Re: DAS: Which RAID Configuration to Minimize Bit Rot Error Risk?
Reply #104 – 2023-09-20 08:40:57
A good video I stumbled upon for anyone who comes across this topic. Either he's missed the point or I have. RAID was never for that. RAID is the means to swap out a failed HDD with minimal or no interruption to service, and (as an afterthought) achieve higher read transfer rates by paralleling the read across the redundancy. Bit rot was never in the mix, if that's even a "thing". It will take a lot to persuade me bit rot is a "thing" when it comes to spinny disks. There's a CRC for every sector, and if the CRC fails on read (or write verification) the read (or write) is retried and logged. Unrecoverable errors fail the whole transfer, and do not just return a sector of data with individual bit errors. The RAID then reports a failed disk and uses the redundancy to maintain data availability. Where there could be bit errors is in the communications through the data paths, or bit-flips in SSDs. I presume there is some kind of means of detection in SSDs (although I don't know for sure – I grew up with HDDs when the controller was a separate card!), but data paths commonly don't even have parity. It's left to the OS to verify that data was delivered accurately.

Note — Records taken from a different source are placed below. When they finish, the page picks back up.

PR #1852, opened 2022-12-20
[ui] Load 3D Depth Map: minor improvements

mugulmd:
## Description

This PR introduces some minor improvements around loading depth maps in 3D: 
- the "View Depth Map in 3D" button in the 2D viewer is enabled only when the currently viewed attribute corresponds to a depth map
- when loading a depth map in the 3D viewer with this button, a custom label is used in the 3D inspector composed of the node name, attribute name and view id.

### DIFF
--- a/meshroom/ui/qml/Viewer/Viewer2D.qml
+++ b/meshroom/ui/qml/Viewer/Viewer2D.qml
@@ -1170,14 +1170,17 @@ FocusScope {
 
                         MaterialToolButton {
                             id: displayImageOutputIn3D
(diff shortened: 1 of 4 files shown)


fabiencastan (changes requested):
When we double click on the depth map node, it creates an empty entry in the 3D Viewer, and when we click on the "View DepthMap in 3D" button, it creates another entry:
image

fabiencastan (approved):
In fact, it's working fine. Probably just a mistake in my setup during my previous test.

fabiencastan:
In fact, the behavior of opening the Node as an empty element in the 3D occurs when the node is in "Compatibility mode".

Ditto a computer's RAM. There was parity RAM at one time, but it was relatively expensive and now I don't think there is any validation on the data stored in RAM. If a bit flips in data which is on its way to the HDD, it will be stored as if it were accurate (along with CRC etc) – the HDD has no way to know the data is in error, and neither does the RAID. The RAID acts in good faith. None of this amounts to a can of beans. If it were a problem of any significance at all, the protections would be built in. If there is a problem, it is in archival data where a write data error might not get noticed for years or decades (so it is essential to have a verify cycle when writing the archive), and the archive media may suffer from degradation (so it is essential to have multiple archives, and refresh the archives on a routine basis). It's a lot of work, and a lot of cost. Accumulate enough data, and you'll spend your whole time maintaining data. The alternative is to just accept that once in a blue moon you'll lose a file, and unless you're under contract not to lose files it probably doesn't matter that much.